In the September 2002 Scientific American, Plank time is briefly mentioned. It said that the Plank time is 10[sup]-43[/sup] second and that it is believed to be the possible shortest duration. Could someone please explain why this is?
Haj
Well, do we also think that the Planck distance is the smallest distance, and the Planck mass is the smallest mass?
No.
I’m inclined to side with RM Mentock on this one.
One can make some gestures to quantum nature, the Heisenberg Uncertainty Principle, and fooling around with units to get to the Planck time. Also, various stabs at Theories of Everything (TOEs) make use of deriving Planck units as the fundamental “pieces” of reality. As it is, Planck time and other Planck “measurements” stand as a particular formulation of a theoretical observational limit, but as far as we know it’s completely speculative because we don’t have decent observational probes for that level of precision let alone a self-consistent or falsifiable TOE.
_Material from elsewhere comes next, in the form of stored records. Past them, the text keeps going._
Issue #4, opened 2020-05-26
BOM list


kennethlimcp:
Nice work @vroland ! I am trying to fabricate one board and get the dusty `ED060SC4` part working.

Are you able to generate the BOM so that it's easier to have the parts ordered? 

Or if you have a spare one, i wont mind buying it as well! My previous attempt to design a board that drinks the e-ink failed and your board will be useful to help me play around, test the e-ink displays to make sure it's working before making a revision based off your design. :)

vroland:
Hmm, yes, I should compile a definitive BOM at some point...
Until then, https://github.com/vroland/epdiy/blob/master/hardware/epaper-breakout/gerbers/bom_jlcpcb.csv is a start, but it is missing the USB connector and the ESP Module (hopefully that's it).

kennethlimcp:
Ah I missed that! Should be useful thanks!!

sebastius:
Also please update the PDFs, both are outdated :)

vroland:
As soon as I get the last parts of my new order, I'll solder a board which I have a complete and accurate BOM for which will mainly be compiled from LCSC and JLCPCB orders.

PR #5, opened 2020-05-28
Updated PDF and gerbers

sebastius:
Fixes _Originally posted by @sebastius in https://github.com/vroland/epdiy/issues/4#issuecomment-634985123_


vroland:
These gerbers are re-exported from the original v2? I think there is not really a need for that, since the current gerbers.zip is the one I ordered, so I would leave it as currently tested version.

sebastius:
Yes they are based on your V2, which i've built here at home. Feel free to drop the gerbers.

vroland:
removed gerbers in #7.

Planck time is the time it would take a photon (travelling at the speed of light) to across a distance equal to the Planck length, which is .6 x 10**-35 m. This is point at which “classical” physics is replaced with quantum physics.
So, I think what is really meant when one says it is the shortest possible duration, they mean it the shortest before things get “quantum whacky”.
Thanks so far. If I understand correctly, Plank time is supposed to be a quantum, sort of like a quark is supposed to be the smallest particle. How was this derived? What occurs in one Plank time?
Haj
The word Atom derives from a Greek word meaning Indivisible, doesn’t it?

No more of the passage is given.